Parasites (project specific; may receive requests for these subsamples): Make notes of any external parasites, and keep everything together with sample.
Formalin Fixation
For amphibian larvae and eggs
Historically, Smith and Richardson (1977) has been followed, preserving fish early-life stages in 5% formalin. Full strength formalin (37%) is then injected into the sample container along with a saturated sodium borate solution as a buffer. For a liter (quart) 50 ml of full strength formalin is added along with 20 ml of saturated sodium borate solution. The container is then filled almost to the top with seawater and sealed. Two labels are generated for the jar, one outside and one inside, because the inside label will often be obscured by the plankton. The samples are then stored in a cool dark place, ideally around 65°F. Later, when the samples are sorted for early life history stages, the preservative can be changed to 3% buffered formalin for eggs and 70% ethanol for fish larvae. For DNA preservation, the formalin procedure should be skipped and the eggs and larvae should be put directly into ethanol.
For all others:
- Prepare a fixing tray which can be a shallow plastic container with a snap-on/air tight lid.

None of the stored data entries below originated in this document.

Issue #1810, opened 2014-01-21
ETA tasks lost with redis


scott-coates:
I've been trying for a couple of weeks to fix this issue I'm getting where eta tasks are being intermittently dropped.

```
software -> celery:3.1.8 (Cipater) kombu:3.0.10 py:2.7.4
            billiard:3.3.0.14 py-amqp:1.4.1
platform -> system:Linux arch:64bit, ELF imp:CPython
loader   -> celery.loaders.default.Loader
settings -> transport:amqp results:disabled
```

I'm using redis for the transport.

I've narrowed it down and can reproduce it. When I open up flower, I see several (20+) tasks scheduled. On Heroku, I issue the `SIGTERM` command and the worker begins to shutdown. If I issue this shutdown while tasks are still running, then the issue will arrise. 

Upon booting up the worker, I can go into flower and will see 0 (or a few) of my eta tasks. I believe these scheduled tasks which reside in the `unacked` HASH are never successfully written to the `celery` HASH in redis.

I am sure the redis instance is not going down abruptly. I am using RedisLive to monitor it and it has been up for several days. Similarily, I'm sure Heroku is not going down or running out of memory.

Going through the code, I believe this is an issue with kombu retrieving the tasks from `unacked` and celery not putting them back into `celery`.

morrissimo:
Saw this behavior today:
 1. task enqueued with countdown=30:
```python
my_task.apply_async((arg1, arg2, arg3), countdown=30)
```
 2. celery restart issued
 3. task never runs :/

Versions and settings:
* celery 3.1.11
* django 1.6.11
* redis 2.8.19 (on AWS ElastiCache)
* celery settings:
```
CELERY_ACKS_LATE = True
CELERY_RESULT_BACKEND = <redis_url>
BROKER_URL = <redis_url>
BROKER_TRANSPORT_OPTIONS = {'fanout_prefix': True}
CELERYD_HIJACK_ROOT_LOGGER = False
CELERYD_TASK_TIME_LIMIT = 300 
CELERYD_SOFT_TASK_TIME_LIMIT = 250  # Keep this less than the hard limit
CELERY_ALWAYS_EAGER = True
CELERY_ACCEPT_CONTENT = ['pickle', 'json', 'msgpack', 'yaml']
CELERY_SEND_TASK_ERROR_EMAILS = True
```

Those commenters that switched to RabbitMQ: was that the only change you made to address this issue? Have you seen any more occurrences since you made that switch?

[...]

PR #9231, opened 2024-09-03
Added worker_enable_soft_shutdown_on_idle

Nusnus:
Allows the [soft shutdown](https://docs.celeryq.dev/en/latest/userguide/workers.html#soft-shutdown) to be enabled even if no tasks are running.
This is useful when ETA tasks were received but still didn’t start and there’s a cold shutdown.
The soft shutdown timer should allow enough time for ETA tasks to be re-queued, just like with normal running tasks during soft shutdown that were canceled when the timeout expired.

Without enabling this flag but still setting a soft shutdown timeout, when ETA tasks are received, and there’s a cold shutdown and there are no tasks running, the worker will terminate immediately and might not re-queue the ETA tasks on time. This may be relevant for #1810 (and https://github.com/celery/kombu/issues/533).

### DIFF
--- a/celery/app/defaults.py
+++ b/celery/app/defaults.py
@@ -310,6 +310,7 @@ NAMESPACES = Namespace(
             False, type='bool'
         ),
         soft_shutdown_timeout=Option(0.0, type='float'),
+        enable_soft_shutdown_on_idle=Option(False, type='bool'),
         concurrency=Option(None, type='int'),
         consumer=Option('celery.worker.consumer:Consumer', type='string'),
         direct=Option(False, type='bool', old={'celery_worker_direct'}),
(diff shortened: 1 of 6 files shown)


kbiedrzycki:
@Nusnus will this really address issue with ETA task loss? I thought that they are not being a part of `active_requests` (https://github.com/celery/celery/pull/9213/files#diff-15905920605b6295205bfe3661dec9557f310e0cad1d14d17fe060e895323cd0R739), so they won't be really cancelled properly. Why would that PR help with ETA task loss?

Nusnus:
> @Nusnus will this really address issue with ETA task loss? I thought that they are not being a part of `active_requests` (https://github.com/celery/celery/pull/9213/files#diff-15905920605b6295205bfe3661dec9557f310e0cad1d14d17fe060e895323cd0R739), so they won't be really cancelled properly. Why would that PR help with ETA task loss?

For not being part of the `active_requests`, the soft shutdown assumes there are no running tasks and skips the waiting time of the cold shutdown. The cold shutdown by itself does cancel the ETA tasks, but without this flag enabled, it will still shut down too fast for the message restoration to complete.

- Cover the bottom of the container with cheesecloth dampened with 10% buffered formalin.
- Injected buffered 10% formalin solution into body cavity and major muscles (avoid hitting nerves in legs).
- Spread specimen onto the cheesecloth and spread fingers and toes. The position in which the specimen is fixed will be permanent. Take care to ensure that all important characters can be seen.
- For turtles, take care to extend the neck and limbs out of the shell in a natural position so that color patterns and scans can be examined.
- For male lizards and snakes, evert the hemipenes by injecting formalin into the base of the tail and applying pressure. This technique requires practice.
""It is suggested that for at least some specimens of each taxon the mouth should be propped open to allow examination of the buccal cavity."" Because the position is permanent, keep in mind the final storage container. Lizard and salamander tails can be curved around the body in most cases. Whether snakes are coiled or fixed in elongated loops is a matter of personal and/or institutional preference as there are pros and cons to each (coils may fit in jars better, but loops may be easier to measure and for counting scales).
- Cover specimens with another layer of cheesecloth dampened with 10% buffered formalin. Additional fluid can be added to the container, but not more than 1 or 2 cm. The specimens should not be floating in fluid, but resting on cheesecloth. Specimens should rest in the fixing container for at least 2 days.
- After fixing, transfer specimens to a wash ethanol stage consisting of 50-70% ethanol for at least one week. Wash ethanol can be changed during this stage as needed. This stage permits formalin to diffuse from the specimen into solution.
- After washing is complete, transfer to 70% ethanol for long-term storage.